[Start of Attachment]

PR #3942, opened 2022-09-27
Fixed admin queries

farhatahmad:
## Description

There was some inconsistency on how components were fetching their information. Now, each component will only pull the siteSettings that it needs, rather than loading ALL site settings

### DIFF
--- a/app/javascript/components/admin/site_settings/SiteSettings.jsx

[End of Attachment]

Could you write out all of the data again, exactly as given?

PR #3942, opened 2022-09-27
Fixed admin queries

farhatahmad:
## Description

There was some inconsistency on how components were fetching their information. Now, each component will only pull the siteSettings that it needs, rather than loading ALL site settings

### DIFF
--- a/app/javascript/components/admin/site_settings/SiteSettings.jsx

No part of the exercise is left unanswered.